Too many people say I'll lose X number of pounds and I'm done. That doesn't work. I need gym time several times a week. Since the project began, I've lost 30 pounds and my body shape has changed. The pounds I didn't lose moved somewhere more useful.
I look better, feel better and I'm about as hot as a fifty something guy can get without cheating (steroids or plastic surgery).
This will continue. I've discovered that I like people staring at my pecs.
I decided to get an Associate degree in Electronics Technology to compliment my degree in computer science. I can do it without mortgaging the future at community college.
So far:
Digital Electronics A
Solid State Electronics A
Tested out: DC Electronics and AC Electronics.
GPA 4.0
Lesson Learned:
It takes a plan to make good things happen.
It takes consistent, persistent effort.
It takes attention to detail.
It takes focus.
Why did you change your avatar from the silly cat to the blue Beast?
I'm posting Broken here at GA and that ties into that story.
Why did you post Broken? It's been on the shelf for a long time.
I'm stronger now. I plan to finish it. Anyone that has read it up to this point will tell you that there is a lot of ugly stuff in it and you can tell by the last chapter- it's going to get worse fast.
There's a whole lot of drugs in it...
Duh. It was the seventies. The whole country under 20 was high at the time or it seemed that way. (Yeah- I saw you drink the bong water so STFU.)
The sex in Broken seems to have gone from innocent to uh... sleazy.
Think about it. Our lives had turned to shit. We had the choice of a great big shit sandwich or sex, drugs and rock & roll. Consider us prodigies.
Whatever happened to..
Nope. No spoilers. You'll just have to wait for more.
When will we see more?
Already working on it. The outline through chapter 25 is done. When I'm done with my project and finals, I'm going to get back to work on it.
What's the deal with the poetry?
I don't know. I have the strange fits late at night and I hork up a poem. It's really disturbing.
Time for a confession. As often as I do it, you would think I was a bloody Catholic.
One of the biggest issues I had coming to terms with being gay was, in my time, that excluded you from ever being a dad.
Sure- things are changing on that front. If I had the cash, I could adopt but I don't and I'm getting to old for it.
So if you wonder why I am the way I am with the younglings, that's it.
I may not ever be a dad, but if I can be that guy that tells you that you have value when you feel worthless or gives you hope when you feel hopeless, that gives me meaning.
That's who I am and, I'm pleased to be that guy. Somebody has to be and it might as well be me.
Holy crap, how did it get to be three am and why am I eating nachos?
This has been an emotionally draining weekend and it has left me feeling very vulnerable.
Friday night I told my story to a 12 step meeting. I've done it before in front of complete strangers. This time it was in front of people I knew. It would have been easier just to take off all my clothes and sing
. It went OK. No one showed with torches & pitchforks and not a word was said about exorcism.

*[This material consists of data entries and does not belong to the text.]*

PR #49, opened 2021-02-03
If we call load agenda again it resets the list and remove the deleted ones

lagartoverde:


nvdk (changes requested):
I don't think this is the best solution to be honest, we should avoid expensive queries like this one as much as possible. Definitely so since we should already have all data necessary.  Is the agendapoints we receive as a parameter not up to date? If so we should address that.

lagartoverde:
Ook, so I found a better solution, the problem is that the object we were receiving in the agenda points was identified as the same one, if you only deleted an item, so the solution would be to refresh the UI (something we did with the loadAgenda call as it removed the agenda part and replaced by a loader) or to modify the value we set on the variable so it's identified as different, in this case I found that even if the agenda points variable is thought to be equal its objects property is not because it has one less item.
I don't like a lot the solution because is messing up with the ember internals, but I didn't found anything else

nvdk:
Can you check if using https://api.emberjs.com/ember/release/classes/EmberObject/methods/notifyPropertyChange?anchor=notifyPropertyChange works, that would be a lot cleaner. In the long(er) term the agenda component should use proper ember array as those have good change tracking.

PR #50, opened 2021-02-04
when using the queryNestedRelationship function we didn't allow to set the page size and it defaulted to 20

lagartoverde:
Solves https://binnenland.atlassian.net/browse/GN-2060


nvdk (approved):
looking good

PR #52, opened 2021-02-08
Added ttl file containing new besluit types

lagartoverde:


nvdk:
at some point these really need to move out of the frontend :D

Then there was this very ambitious story I wrote for the upcoming anthology. I got it in just under the wire.
I didn't know if I had the chops to do it justice. I still don't but I gave it everything I had. Everybody that has seen it so far has been pretty complimentary of it. I won't know until it goes live.

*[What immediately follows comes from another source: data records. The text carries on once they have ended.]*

PR #53, opened 2021-02-11
Feature/rework publish flow

Dietr:
Converted the publish flow to Appuniversum components and updated the design.

Some issues that are not yet fixed:
- WuSwitch is still present as there is no Appuniversum component yet
- The switch functionality (public/private) also logs an error and breaks the publish

Tested with the meeting of Gemeente Brakel.


nvdk:
I could not reproduce the error on the switch (when publishing notulen?), so merging as is.

PR #54, opened 2021-02-12
Feature/environment name in title

lagartoverde:


nvdk:
@lagartoverde probably to only set it, if it's provided? i.e. I don't think we want to set it on production.

lagartoverde:
You are right sorry, I will change it, didn't think about that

The ink in the story is smeared by my tears. It was that emotional to write. I revisited some old friends that have been gone along time and remembered just how much I loved them.
Fuck.
People wonder why I don't sleep. You don't have too. I'm trying to live up to my survivors guilt.

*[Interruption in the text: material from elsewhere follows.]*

PR #12, opened 2015-01-28
CircumscribedCircle, LinearBezier Curves, multi repeats arrows,CircleColorOrdering

fluddokt:


itdelatrisu:
Wow, this looks great!  Thank you so much for handling this!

There wasn't a war. Twenty year olds shouldn't have to worry about getting a horrible disease, giving to the people they love and dying.
We did. I miss too many people. There is too much silence that used to be filled with their laughter.
Yes. I've seen a therapist about it but some scars cut too deep.
This pain we don't talk about much. It stays inside but it's always there.
We cant help but wonder why we're here and they are gone.